**What needs to be done**
The required lines are those that contain "necessary"; pull them out of the data and copy them.
- - - - - - -
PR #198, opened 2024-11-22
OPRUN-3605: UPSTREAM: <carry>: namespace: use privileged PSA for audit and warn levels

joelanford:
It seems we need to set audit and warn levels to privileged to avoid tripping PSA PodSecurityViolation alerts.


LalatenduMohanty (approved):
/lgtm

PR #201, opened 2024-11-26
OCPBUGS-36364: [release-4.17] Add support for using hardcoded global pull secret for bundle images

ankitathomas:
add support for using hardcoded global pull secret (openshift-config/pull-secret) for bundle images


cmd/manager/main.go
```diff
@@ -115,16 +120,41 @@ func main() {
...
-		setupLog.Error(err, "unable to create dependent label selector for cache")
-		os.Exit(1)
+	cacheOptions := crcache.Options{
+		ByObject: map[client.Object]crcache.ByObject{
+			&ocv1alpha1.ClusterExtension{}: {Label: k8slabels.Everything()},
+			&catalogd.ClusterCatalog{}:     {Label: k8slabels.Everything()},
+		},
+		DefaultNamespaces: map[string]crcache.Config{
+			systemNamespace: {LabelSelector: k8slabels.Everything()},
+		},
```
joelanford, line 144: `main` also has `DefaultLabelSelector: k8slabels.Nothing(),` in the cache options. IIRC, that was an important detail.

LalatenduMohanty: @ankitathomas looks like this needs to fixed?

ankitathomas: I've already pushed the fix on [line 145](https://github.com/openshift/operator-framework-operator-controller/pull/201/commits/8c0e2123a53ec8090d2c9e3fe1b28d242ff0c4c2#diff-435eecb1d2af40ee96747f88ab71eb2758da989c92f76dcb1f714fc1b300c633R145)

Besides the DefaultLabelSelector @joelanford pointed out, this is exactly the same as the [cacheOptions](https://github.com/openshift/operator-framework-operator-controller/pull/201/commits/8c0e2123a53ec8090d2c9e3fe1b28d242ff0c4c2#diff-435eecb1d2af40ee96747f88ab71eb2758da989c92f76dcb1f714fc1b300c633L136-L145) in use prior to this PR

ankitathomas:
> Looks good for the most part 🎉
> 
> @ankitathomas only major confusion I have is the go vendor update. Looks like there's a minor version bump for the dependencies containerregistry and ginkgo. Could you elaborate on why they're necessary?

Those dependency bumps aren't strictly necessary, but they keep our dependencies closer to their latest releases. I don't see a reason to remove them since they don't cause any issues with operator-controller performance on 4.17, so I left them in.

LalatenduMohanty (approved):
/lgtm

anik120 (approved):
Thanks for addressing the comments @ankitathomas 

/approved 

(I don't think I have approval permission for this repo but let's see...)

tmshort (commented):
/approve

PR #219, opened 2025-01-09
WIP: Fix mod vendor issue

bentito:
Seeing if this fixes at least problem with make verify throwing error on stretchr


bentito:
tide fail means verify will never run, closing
- - - - - - -
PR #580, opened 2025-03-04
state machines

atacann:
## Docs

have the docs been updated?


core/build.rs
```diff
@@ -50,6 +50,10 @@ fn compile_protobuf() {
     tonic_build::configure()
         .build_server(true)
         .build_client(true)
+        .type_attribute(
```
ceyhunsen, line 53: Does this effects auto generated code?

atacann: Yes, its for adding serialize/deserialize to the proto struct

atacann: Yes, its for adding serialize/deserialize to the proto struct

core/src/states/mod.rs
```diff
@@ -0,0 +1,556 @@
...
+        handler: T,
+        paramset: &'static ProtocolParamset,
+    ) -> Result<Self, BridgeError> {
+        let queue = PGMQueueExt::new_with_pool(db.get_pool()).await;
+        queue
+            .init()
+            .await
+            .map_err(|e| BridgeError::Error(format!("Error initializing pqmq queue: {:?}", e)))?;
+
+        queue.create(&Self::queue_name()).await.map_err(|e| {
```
- - - - - - -
**Solution to the problem**
> @ankitathomas only major confusion I have is the go vendor update. Looks like there's a minor version bump for the dependencies containerregistry and ginkgo. Could you elaborate on why they're necessary?
Those dependency bumps aren't strictly necessary, but they keep our dependencies closer to their latest releases. I don't see a reason to remove them since they don't cause any issues with operator-controller performance on 4.17, so I left them in.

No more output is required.